# Civil Service Exam Date Conflict



## Anthony Arduino (Apr 16, 2013)

Hi my name is Anthony Arduino and I recently just received my exam date (April 19th at 10:00AM). Unfortunately there is no possible way that I will be able to take the test that specific day and I was just curious if anyone ever heard of the State giving a make up date or re-assigning any other possible test dates out to people due to religious observance/practice?


----------



## Guest (Apr 16, 2013)

What is the specific reason that you can't take the test on that date?


----------



## HuskyH-2 (Nov 16, 2008)

Isn't it on the 20th


----------



## Guest (Apr 16, 2013)

LawMan3 said:


> Military obligation is the only legitimate excuse for a make up that I've heard of.


A legitimate religious conflict might also be accepted, although HRD is usually good at avoiding that.


----------



## Anthony Arduino (Apr 16, 2013)

Yes excuse me, April 20th not the 19th, I've been trying tirelessly to get in touch with Human Resources for the last two days but Ive yet to get past an answering machine with a full inbox so I cant even leave a message. I've been calling both of these numbers, first being the main telephone number and second being the 'Exam Hotline' (617) 727-3777, (617) 878-9895. Any other numbers/ideas for me?


----------



## Guest (Apr 16, 2013)

Anthony Arduino said:


> Yes excuse me, April 20th not the 19th, I've been trying tirelessly to get in touch with Human Resources for the last two days but Ive yet to get past an answering machine with a full inbox so I cant even leave a message. I've been calling both of these numbers, first being the main telephone number and second being the 'Exam Hotline' (617) 727-3777, (617) 878-9895. Any other numbers/ideas for me?


At this point, either show up for the exam, or you're shit out of luck.
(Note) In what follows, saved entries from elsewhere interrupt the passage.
PR #145, opened 2019-02-05
Use Different "Copy" Icon for SVG Overlay

wgranger:
With the update to FontAwesome 5, our previous solution to display an FA icon in an SVG `<text>` element no longer works. I've removed the Font Awesome className here in lieu of a more straightforward Unicode character.

You should see this icon, and the SVG overlay, if you enter the "Challenging Hebrew" workflow in staging.

### DIFF
--- a/src/components/AggregationsPane.jsx
+++ b/src/components/AggregationsPane.jsx
@@ -124,12 +124,11 @@ class AggregationsPane extends React.Component {
               </text>
               <text
                 id={`${uniqueKey}_icon`}
-                fontFamily="FontAwesome"
                 fontSize="2.5em"
                 x={x + BUFFER}
                 y={y - BUFFER}
               >
-                &#xf0c5;
+                &#x2398;
               </text>
             </g>
           );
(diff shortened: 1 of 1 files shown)


shaunanoordin:
Ah! Changing the icon to `&x2398;` isn't necessary, we just need to change the font name because FontAwesome 5's font name is... `Font Awesome\ 5 Free`. Uh, with that slash, apparently.

```
<text
  id={`${uniqueKey}_icon`}
  fontFamily="Font Awesome\ 5 Free"  <!--Previously this was just "Font Awesome"-->
  fontSize="2.5em"
  x={x + BUFFER}
  y={y - BUFFER}
>
  &#xf0c5;
</text>
```

Must be the way that it's parsing spaces and numbers.

wgranger:
I'll give it a go. I thought I tried this, but it could be I forgot the word "Free." Looks like there's a conflict I'll have to take care of either way.

wgranger:
Good eye. You should be good to go now.

shaunanoordin:
(Font)Awesome, let's get this PR merged! 👍

Issue #61, opened 2018-04-26
View Site in All Browsers


wgranger:
...and possibly in mobile if only for the landing and about pages.

PR #148, opened 2019-02-11
Fix tutorial

### LINKED ISSUE #147: RTL Edge Tutorial Error
**How to replicate:** 
- When in Edge/IE, change the site text to Arabic or Hebrew. 
- Open the tutorial. 
- Advance the tutorial.
- You should see a problem with the way each tutorial step overlaps each other as the tutorial advances.

image

wgranger:
Fixes #147 

This PR removes the `StepThrough` component in the tutorial component in favor of a more simple approach (similar to the PFE solution). 

The first commit here also runs an `npm audit fix` to update outdated packages.

Please keep a close eye on how the tutorial now renders in IE/Edge.


shaunanoordin:
Merge conflicts? Nooo!

src/components/TutorialView.jsx
```diff
@@ -96,10 +89,8 @@ class TutorialView extends React.Component {
   }
 
   isFinalStep() {
-    const currentStep = (this.stepThrough && this.stepThrough.state && this.stepThrough.state.step)
-      ? this.stepThrough.state.step + 1 : 0;
-    const maxSteps = (this.stepThrough && this.stepThrough.props && this.stepThrough.props.children)
-      ? React.Children.count(this.stepThrough.props.children) : 0;
+    const currentStep = this.state.stepIndex;
+    const maxSteps = this.props.tutorial.steps.length - 1 || 0;
```
shaunanoordin: I'm not sure what the point of this logic is; if `this.props.tutorial.steps.length` is 0, then `maxSteps` will be `-1`, because in JS, `-1 || 0` will result in `-1`. Did you mean `Math.max(this.props.tutorial.steps.length, 0)` ?

shaunanoordin: Ah wait, I get what's happening here - you're worried that `this.props.tutoria.steps.length` might be undefined. If that's the case, we should check for the existence of `this.props.tutoria.steps`, since `.length` should be a given if `steps` is an Array

src/components/TutorialView.jsx
```diff
@@ -108,13 +99,26 @@ class TutorialView extends React.Component {
...
+    this.setState({
+      stepIndex: index
+    });
+  }
+
   render() {
     if (!this.state.loaded) {
       return null;
     }
+    const totalSteps = this.props.tutorial.steps.length || 0;
```
shaunanoordin: Echoing my comments from earlier, if we're worried that `this.props.tutorial.steps.length` might be `undefined`, then it'd be best if we checked the existence of `this.props.tutorial.steps`. Otherwise, this line of code doesn't do much; if `steps` exists, then it should have `.length` of 0 or more (it's unlikely to be a non-Array), and if `step` _doesn't_ exist, then this line of code will crash anyhow.

wgranger:
Closes #61 

This should be the last PR needed to get the app ready for Chrome/Safari/Edge.

src/components/TutorialView.jsx
wgranger: This logic needs to be cleaned up generally. Yes, that `||` was mainly being used as an existential check.

wgranger:
Conflicts have been fixed. I had to run another `npm install`, so the packages-lock is different again.

PR #173, opened 2019-06-13
Update ZRC and run `npm audit fix`

shaunanoordin:
## PR Overview

The intent of this PR is to update a number of dependencies in the project, for security purposes. This mirrors zooniverse/anti-slavery-manuscripts#291 and zooniverse/edu-api-front-end#155, with a special note of caution given ASM's penchant for the website to _look fine_ when running locally but crashing when deployed.

- Zooniverse dependencies have been updated
- `npm audit fix` was run; most notable is the updated `css-loader` which necessitated...
- ...changes to the webpack config files.

### Status

Compiles fine on localhost (+OSX+Chrome), but... you saw what happened with ASM.

Weirdly enough, to continue this test, I need to see if this works on a live web server, so I'm first going to _deploy the project_ (since we don't have staging, alas) before merging. That way, if this effs up, it's easier to revert back to a `master` version that I know works.

### DIFF
--- a/package-lock.json
+++ b/package-lock.json
@@ -4,6 +4,21 @@
   "lockfileVersion": 1,
   "requires": true,
   "dependencies": {
+    "@babel/runtime": {
+      "version": "7.4.5",
+      "resolved": "https://registry.npmjs.org/@babel/runtime/-/runtime-7.4.5.tgz",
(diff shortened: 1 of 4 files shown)


shaunanoordin:
### PR Update

Tests look good. 👍 `https://scribesofthecairogeniza.org` has been updated with no issues, so that just means that ASM is the odd duck.

Merging, go.

PR #202, opened 2020-12-21
Remove publisssh in favor of s3-batch-uploads

srallen:
Gets this app consistent with our other apps being updated to use s3-batch-uploads. I don't see an npm script for deploying to staging, so I don't see a good way to test this outside of the dry run flag, which has been added to the upload config script. This can be removed when ready.

### DIFF
--- a/bin/upload.js
+++ b/bin/upload.js
@@ -1,0 +1,30 @@
+/*
+  An S3 uploader with some useful default settings for Zooniverse static files.
+  Accepts an S3 path, relative to zooniverse-static, as its only argument.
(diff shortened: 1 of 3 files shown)


shaunanoordin (approved):
## PR Review

This PR changes our deployment tool, from publisssssh to s3-batch upload.

Dry run looks good. While it ain't great that we don't have a staging for scribes to test this on, I'm pretty confident this will work on production. I've got an upcoming change that needs to be manually deployed anyway so we'll see the new upload in action then. (And if it fails for whatever reason, I can always revert to publissssssssh)

LGTM, removing the dryRun flag, and merging. 👌

PR #208, opened 2021-03-26
Add Github Actions. Remove Travis

srallen:
It looks like there's no staging? @shaunanoordin is that right?


shaunanoordin (approved):
## PR Review

This PR removes Travis, and adds an automated (production) deployment action. LGTM. 👍 

@srallen That's correct, there's no staging _website_ for Scribes - staging _data_ is only used for localhost development. 👌

PR #240, opened 2022-04-28
Use shared workflows for deploys

eatyourgreens:
- use `zooniverse/ci-cd` workflows to run the production deploy.
- run a test build on changes to any PR branch, to catch any breaking changes to build tools.


eatyourgreens:
This should fix production deploys, which are currently broken.

PR #158, opened 2021-04-15
feat: add validation functionality

### LINKED ISSUE #131: custom schema and algorithms: handle .json files whose outermost value is an array
custom algorithms like `suppress fields` expect json datasets to have outermost values that are objects. if a json file like the following is loaded:

```
[
  {
    "name": "x"
  },
  {
    "name": "y"
  }
]
```

and then a schema for it generated, then selecting an algorithm like `suppress fields` crashes the application

### LINKED ISSUE #154: Add dataset validation

Painguin:
Adds a validation page that allows the user to run validation algorithms.

Main points:
- The validation algorithms finish with either a success, warning or failure, together with some informative text.
- 4 validation algorithms are proposed:
  - `Verify potentially dangerous attributes` (graasp only)
  - `Detect users`
  - `Verify k-anonymity`
  - `Verify l-diversity`
- One can filter the algorithms in the `Algorithms` page by type (anonymization or validation (eventually visualization later)).
- Adding and editing algorithms also works for validation algorithms. A type selection has been added to differentiate. There is one distinct template code for each type and a set template button was added.
- When dealing with schemas/field selectors, we don't assume that the root level is an object. So top-level arrays should now be supported.

close #154
close #131


pyphilia (changes requested):
So huge!!
Here some comments:
- Do not allow to validate a dataset if no validation algorithm is available (currently you can click on the + button but the validation select is empty)
- Disabled the square + button as long as no validation algorithm is selected 
- Add the validation algorithms when clicking on "load Graasp Algorithms and schema" (in settings). Maybe this comment is not valid, I just noticed the type select at the top of the page. But I think it would be clearer to have all algorithms available but add a `type` column in the table to allow to order them. We can discuss.
- I got an error when running `Verify k-anonymity` and `Detect users` on Fonctions (will give you the file). Additionally, the loader only updates when quitting the page (I got the error in the terminal but a loader was still showing).
- In the validation status table, I would maybe have a `Status` column containing the loader/result icon and the stop button. Currently the stop button is not aligned depending on the algorithm name length.
- Move the Validation menu just below the Executions one?
- I would add a View button for each line of the Validation Execution to see more details. But this would be another PR.
- This Add Algorithm page is so crowded aha. I can understand why you have this `set default template` button but I feel it should be apply by default when changing the algorithm type. Why not have an alert dialog stating `The algorithm template will be reset and any changes will be lost. Do you confirm?` and apply the template. Honestly this will change when the layout will be refactored, but it seems more viable for me that way. Additionally the `Set Default Template` does not reset the parameters, which is a bug.
- I think you should save the validation executions in `executions` and reference their id in `validation`. You already added a type, so it will be easy to not display them in the Executions Table. Let me know if something is blocking you from doing so. Merging them should let you use the same channels and listeners for normal executions and validation executions (with some tweaks).
- I would maybe extend the validation algorithm by default, once added so that edit parameters is visible.
- Just an idea I got, it would have been fun maybe to display the add validation page with all validation algorithm visible (each one is a squared button) and enable/disable by clicking on them. A clicked box would then display the `edit parameters` button. Just an idea, we can discuss and open an issue for that.

src/components/algorithm/Algorithms.js
```diff
@@ -272,10 +283,16 @@ class Algorithms extends Component {
             {description}
           </Typography>,
         ],
-        author: (
+        type,
+        typeField: (
```
pyphilia, line 287: I suppose you added these to add a class. I don't think such complicated code should be added only for test sake. It will be a bit more complex for the tests, but maybe you can either check a string over a whole row or detect the correct column depending on the position of the header. We can discuss about it.

src/components/common/Table.js
```diff
@@ -77,13 +77,19 @@ const Table = (props) => {
...
             <TableRow key={key} className={className}>
-              {columns.map(({ field, alignField }) => {
-                return (
-                  <TableCell align={alignField} key={field}>
-                    {row[field]}
-                  </TableCell>
-                );
-              })}
+              {columns
+                .filter(({ field }) => field)
```
pyphilia, line 81: Is there a case where `field` is undefined? Won't it shift the columns if you filter it?

src/components/execution/ExecutionTable.js
```diff
@@ -249,7 +249,9 @@ const mapStateToProps = ({ dataset, algorithms, executions, result }) => ({
     Boolean(dataset.getIn(['activity']).size) &&
     Boolean(algorithms.getIn(['activity']).size) &&
     Boolean(executions.get('activity').size),
-  executions: executions.getIn(['executions']),
+  executions: executions
+    .getIn(['executions'])
+    .filter(({ type }) => type === ALGORITHM_TYPES.ANONYMIZATION),
```
pyphilia, line 254: This check is weird (use an algorithm type to check an execution type). We should either have separate types for executions or `type` should be contained in the `algorithm` key.

src/components/parameter/FieldSelector.js
```diff
@@ -42,28 +43,18 @@ const FieldSelector = ({ schema, onChange, disabled, id }) => {
   const { t } = useTranslation();
   const classes = useStyles();
 
-  if (!schema || !schema.properties) {
+  if (!schema) {
```
pyphilia, line 46: What if `properties` is null?

src/components/parameter/FieldSelector.js
```diff
@@ -110,8 +98,69 @@ const FieldSelectorTree = ({ name, field, onChange, disabled }) => {
...
+          ),
+        );
+
+        Array.prototype.push.apply(children, newChildren);
+        childSelected =
+          childSelected || anySelected({ type: 'object', properties });
+      }
+    }
+  }
+
```
pyphilia, line 161: Maybe add some comments for these lines.

src/components/parameter/FieldSelector.js
```diff
@@ -129,54 +178,26 @@ const FieldSelectorTree = ({ name, field, onChange, disabled }) => {
...
-                }}
-                disabled={disabled}
-              />
-            );
-          })}
-        </div>
+      {
+        <FormControlLabel
+          control={
+            // eslint-disable-next-line react/jsx-wrap-multilines
```
pyphilia, line 184: You just need to add `()` around the jsx and remove this eslint comment.

src/components/parameter/FieldSelector.js
```diff
@@ -110,8 +98,69 @@ const FieldSelectorTree = ({ name, field, onChange, disabled }) => {
...
+    const { properties } = field;
+
+    const newChildren = Object.entries(properties).map(([key, childField]) => (
+      <FieldSelectorTree
+        key={key}
+        name={key}
+        field={childField}
+        disabled={disabled}
+        onChange={(updatedField) => {
+          // eslint-disable-next-line no-unused-expressions
```
pyphilia, line 114: Remove?

src/components/validation/AddValidation.js
```diff
@@ -0,0 +1,440 @@
...
+      history: { goBack },
+      dispatchCreateValidation,
+    } = this.props;
+    const { sourceId, selectedValidationAlgorithms, schemaId } = this.state;
+    dispatchCreateValidation({
+      sourceId,
+      algorithms: selectedValidationAlgorithms,
+      schemaId,
+    });
+    goBack();
```
pyphilia, line 169: Maybe use `push` to the validation page instead.

src/components/validation/AddValidation.js
```diff
@@ -0,0 +1,440 @@
...
+          id={buildAddValidationDatasetOptionId(id)}
+          value={id}
+          key={id}
+          className={classes.menuItem}
+        >
+          <Grid container alignItems="center" spacing={1}>
+            <Grid item>{name}</Grid>
+            {schemaIds?.map((schemaId) => (
+              <Grid item key={schemaId}>
+                <SchemaTag schema={schemas.get(schemaId)} />
```
pyphilia, line 213: Would it make sense for `SchemaTag` to process the `schemaId` itself? It would fetch `schemas` from the database and have `schemaId` as prop.

src/components/validation/AddValidation.js
```diff
@@ -0,0 +1,440 @@
...
+    const { algorithmId } = this.state;
+
+    const algorithmLabel = t('Validation Algorithm');
+
+    return (
+      <FormControl variant="outlined" className={classes.formControl}>
+        <InputLabel>{algorithmLabel}</InputLabel>
+        <Select
+          id={ADD_VALIDATION_ALGORITHMS_SELECT_ID}
+          labelId="algorithm-select"
```
pyphilia, line 269: Remove? Or add the id to the corresponding label.

src/reducers/executionsReducer.js
```diff
@@ -77,6 +79,14 @@ export default (state = INITIAL_STATE, { type, payload }) => {
           executions.findIndex(({ id: exId }) => exId === payload),
         ),
       );
+    case CREATE_VALIDATION_SUCCESS:
+      return state.update('executions', (executions) =>
+        payload.executions.reduce(
+          (executionsList, execution) =>
+            addExecutionToList(execution)(executionsList),
+          executions,
+        ),
```
pyphilia, line 88: Would it possible to use `forEach` here? I feel that using `reduce` is a bit complicated, but maybe I'm missing something.

pyphilia (changes requested):
Thanks for your work! Some general comments:
- You can change the algorithm's type but it doesn't change the template. Is it intended?
- Maybe let's delete the `Size` column in Algorithms. It will save a bit a space in this table.
- It doesn't make  sense to add twice the same validation algorithms when validating, right? If it is easy to prevent such behaviour please add it. Otherwise let's have an issue for that.
- Did you test a long running validation algorithm? I had some issues with the remaining running status when quitting the application, maybe add a test for this. But since your implementation is based on execution, you shouldn't have any problem.

src/components/execution/ExecutionTable.js
pyphilia: I prefer putting `type` in `algorithm`.

public/shared/utils.js
```diff
@@ -9,7 +9,7 @@
  * @return {object} - schema with selected and expanded values for each property
  */
 const setFieldSelectorAttributes = (schema, selected, expandUntilDepth) => {
-  if (!schema || !schema.properties) {
+  if (!schema) {
```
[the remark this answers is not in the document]
Painguin: I guess, if the root-level `type` is `object`, then there would be an error.  
But if the rool-level `type` is `array`, then `properties` is actually not required.

I've added internal checks to saveguard against bad schema definitions

src/components/common/Table.js
Painguin: Yes, I wanted to allow a cell to span two columns with `colSpan` but then we need another column to occupy 0 columns which I do by filtering out.

This is used in `Validation.js` where the Validation result and status are defined with a single cell spanning over both of them.

src/components/parameter/FieldSelector.js
Painguin: Same as before, I included internal checks to deal with that possibility when the schema refers to an object

src/components/parameter/FieldSelector.js
Painguin: I have an issue where `yarn prettier:write` removes those `()`... I didn't find a workaround...

src/reducers/executionsReducer.js
Painguin: A `forEach` would mean pushing sequentially each execution into the same executions list, which doesn't work in the immutable context (it returns an updated copy instead).

But you are right that `reduce` is too complicated there, I found `list.concat` is a lot more appropriate

src/components/validation/AddValidation.js
Painguin: I think it would make sense. The only issue is the `...` schema tag that shows up when there are more than 3 schemas. It is defined on the fly and is not in `schemas`. 

possible workarounds:
- have a different component for the `...` schema tag
- deal with it through the props somehow. Maybe check if id is some predefined constant

What do you think?

src/components/parameter/FieldSelector.js
pyphilia: I guess you can just factor out the component then?

src/components/validation/AddValidation.js
pyphilia: Isn't it possible to check depending on the number of tags? We can also create a whole component `SchemaTags` which receive the schemaIds and deal with the `...`? We can discuss live about it.

pyphilia: Isn't it possible to check depending on the number of tags? We can also create a whole component SchemaTags which receive the schemaIds and deal with the ...? We can discuss live about it.

public/app/listeners/createExecution.js
```diff
@@ -13,6 +13,30 @@ const {
 } = require('../../shared/types');
 const logger = require('../logger');
 
+const createExecutionObject = (
```
pyphilia, line 16: I guess we can call it `createExecutionInDb`

src/components/execution/ExecutionLog.js
```diff
@@ -30,18 +28,8 @@ const ExecutionLog = ({ id }) => {
 
   // fetch execution to update log every set interval
```
pyphilia, line 29: Remove this comment.

src/components/validation/Validation.js
```diff
@@ -0,0 +1,482 @@
...
+    } = this.props;
+    push(ADD_VALIDATION_PATH);
+  };
+
+  handleDelete = ({ id }) => {
+    const { dispatchDeleteValidation, t } = this.props;
+    dispatchDeleteValidation({ id, name: t('this validation') });
+  };
+
+  handleResultView = (resultId) => {
```
pyphilia, line 139: You don't seem to use it.

src/components/validation/Validation.js
```diff
@@ -0,0 +1,482 @@
...
+    const {
+      history: { push },
+    } = this.props;
+    push(buildResultPath(resultId));
+  };
+
+  handleSourceView = (sourceId) => {
```
pyphilia, line 146: Would it be possible to use `DatasetViewButton`?

pyphilia (approved):
Nice, almost there! Merge once you checked my comments.

hagoptaminian (commented):
Very interesting feature and nicely done. A few suggestions other than the one discussed:

- In general, considering using _Validate_ rather than _Execute_ in places related to Validation. Specifically: (1) On the 'Validate dataset' (add validation) page, the button, (2) In the Validation table: 'An error occurred during **execution**', 'View **execution**', (3) In the validation log page (title is Execution).
- 'Validate **D**ataset' as the title of the page (capital D)
- In the table, clicking on a link under the 'Validation result' header takes one to the validation algorithm - not sure this makes sense. Either rename header to 'Executed Validation' or 'Validation Performed', or I would expect 'Validation Result' to take me to the validation log. (also capitalize both letters in table header).
- Should we go with Validation**s** in the side menu and as the title of the page? To be consistent with other headings.
- Give the + button in 'Validate dataset' page a tooltip: 'Add algorithm' or 'Add algorithm to queue'. Basically, it took me a while to realize that I can select multiple validations at once. I thought the + button just led to an expanded view of the algorithm to select parameters. Then in the expanded view instead of 'Remove' you can use 'Remove algorithm'.
- On the 'Validate dataset' page, consider adding an 'information icon' tooltip at the top right (in line with the heading) which when hovered over explains what validations are. Something like: 'Use this feature to test whether datasets have been anonymized as expected.'
- On the 'Validate dataset' page, I find the + button a bit awkwardly placed and the UI a bit off... but perhaps not worth worrying about now.

For the record I feel there is room to simplify the Validation workflow to be more beginner friendly, but maybe that's for another time.

hagoptaminian (approved):

PR #165, opened 2021-04-28
feat: support csv files and add dataset csv view

Painguin:
Support csv and xlsx file formats. A Dataset with a csv and xlsx format is converted into an array of json objects for its use in the app.

In `DatasetScreen.js`, one can select between a json view and a csv (tabular) view. The csv view is only shown if the dataset supports it (array of json objects).

When exporting a dataset, one can select between the json a csv (if dataset supports it) format.

The generic algorithms (`hash fields`, `suppress fields`, `shuffle fields`) should all work with imported csv's (after generating a schema from them)


src/components/dataset/DatasetScreen.js
```diff
@@ -125,42 +219,54 @@ class DatasetScreen extends Component {
...
-                id={DATASET_NAME_ID}
-                className={classes.title}
-                variant="h4"
-                align="center"
-              >
-                {datasetName}
-              </Typography>
-            </Grid>
-            <Grid item xs={6}>
+            <Grid item xs={showTabular && !isGraasp ? 10 : 6}>
```
pyphilia, line 241: Can it be tabular and graasp?

src/components/dataset/DatasetScreen.js
```diff
@@ -125,42 +219,54 @@ class DatasetScreen extends Component {
...
-                  id={datasetId}
-                  content={datasetContent}
-                  collapsed={2}
-                  editEnabled
-                />
+              <Paper
+                className={format === FILE_FORMATS.JSON && classes.content}
+              >
+                {showTabular ? (
+                  this.renderTabularView()
```
pyphilia, line 257: Would it be clearer to have a separated component for the table view?

src/components/dataset/DatasetScreen.js
```diff
@@ -87,11 +103,87 @@ class DatasetScreen extends Component {
...
+    );
+  };
+
+  renderTabularView = () => {
+    const { datasetContent, t, isTabular } = this.props;
+
+    if (!isTabular) {
+      return (
+        <Alert severity="error">
+          {t("The dataset can't be displayed as a csv.")}
```
pyphilia, line 154: Maybe I would just disable to table view button if the dataset cannot be displayed as a table.

test/dataset.test.js
```diff
@@ -202,4 +203,27 @@ describe('Datasets Scenarios', function () {
       );
     }),
   );
+
+  it(
+    'Add, delete CSV dataset',
```
pyphilia, line 208: Add a test for xlsx as well?

pyphilia: Should you add tests for the view as well?

pyphilia (changes requested):
It works really well! I left some comments, feel free to pin me for questions!

public/app/listeners/loadDataset.js
```diff
@@ -1,6 +1,7 @@
 const path = require('path');
 const fs = require('fs');
 const ObjectId = require('bson-objectid');
+const XLSX = require('xlsx');
```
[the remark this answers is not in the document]
Painguin: Most of the examples I've seen online use either `XLSX` or `xlsx`. Should I still go with `Xlsx`?

public/app/listeners/loadDataset.js
```diff
@@ -12,25 +13,53 @@ const {
...
+  }
 
   let schemaIds;
+  let isTabular;
   try {
     const content = fs.readFileSync(destPath, 'utf8');
     const jsonContent = JSON.parse(content);
     schemaIds = detectSchemas(jsonContent, db) || [];
+
+    isTabular = validateSchema(jsonContent, ARRAY_OF_JSON_SCHEMA);
```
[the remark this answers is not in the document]
Painguin: Two corrections: we have to look if the data root type is an array and if each of the elements is an object. When modifying a dataset through the dataset screen and when creating a new result (after executing an algorithm), the isTabular value is recomputed again. So the only issue would be if the user goes himself in the directory to modify the dataset or if it gets corrupted somehow.

The alternative you propose is what I was going for first. But when we export a dataset, I need to check if the dataset is tabular to propose the `Export as CSV` option and that implies fetching the dataset content from the backend. This looked cumbersome and went with the `isTabular` solution

pyphilia (approved):
Nice! Just two minors comments, and you can merge!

Personally, I would have cancelled my wedding to make it to the exam. It's your only shot of getting the Willie Wonka Golden Ticket.


----------



## Anthony Arduino (Apr 16, 2013)

I mean in reality i dont even have my bachelor's degree yet and i have ZERO applicable experience, no military history, nothing. Even If i do good on the test what are my odds of even getting that 'golden ticket'


----------



## Guest (Apr 16, 2013)

Anthony Arduino said:


> I mean in reality i dont even have my bachelor's degree yet and i have ZERO applicable experience, no military history, nothing. Even If i do good on the test what are my odds of even getting that 'golden ticket'


Slim to none.


----------



## Tuna (Jun 1, 2006)

The world needs plenty of Bartenders kid.


----------



## wwonka (Dec 8, 2010)

Anthony Arduino said:


> I mean in reality i dont even have my bachelor's degree yet and i have ZERO applicable experience, no military history, nothing. Even If i do good on the test what are my odds of even getting that 'golden ticket'


You have zero chance if you don't take the test and it will be good experience for the test itself.

Sent from my DROIDX using Tapatalk 2


----------



## Hey CO... (Jun 12, 2009)

Anthony, the test date is on the exam announcement when you register. Also, Yesterday was a state holiday, so only essential state personnel have to work. 

All together now...... "Attention to Detail!"


----------



## 263FPD (Oct 29, 2004)

Is this the conflict you speak of???

https://www.facebook.com/pages/Boston-Hempfest/393084997385

4/20???


----------



## Code 3 (Dec 28, 2012)

Anthony Arduino said:


> I mean in reality i dont even have my bachelor's degree yet and i have ZERO applicable experience, no military history, nothing. Even If i do good on the test what are my odds of even getting that 'golden ticket'


Even if you do "Well" sir.  I hope you do gooder than you expect.


----------



## 263FPD (Oct 29, 2004)

Anthony Arduino said:


> I mean in reality i dont even have my bachelor's degree yet and i have ZERO applicable experience, no military history, nothing. Even If i do good on the test what are my odds of even getting that 'golden ticket'


About 16 years ago, I got the Golden Ticket. Unfortunately, I am not a Golden Boy, so I have to settle for Golden Showers... Just Saying


----------



## Guest (Apr 17, 2013)

263FPD said:


> About 16 years ago, I got the Golden Ticket. Unfortunately, I am not a Golden Boy, so I have to settle for Golden Showers... Just Saying


I remember when I got the letter from the mayor, telling me to report to city hall to be sworn-in, I thought it was the greatest day of my life.

If I only knew.........


----------



## sdb29 (Jul 17, 2002)

Delta784 said:


> I remember when I got the letter from the mayor, telling me to report to city hall to be sworn-in, I thought it was the greatest day of my life.
> 
> If I only knew.........


What was your quote once, Delta?

"The greatest job you learn to hate."


----------



## Goose (Dec 1, 2004)

Delta784 said:


> I remember when I got the letter from the mayor, telling me to report to city hall to be sworn-in, I thought it was the greatest day of my life.
> 
> If I only knew.........


If it makes you feel any better, I put up with the BS at my last cop job for nine months before I was sworn in...and it only happened because I told went above the Chief's head and told the City Manager in conversation that I wasn't sworn in yet.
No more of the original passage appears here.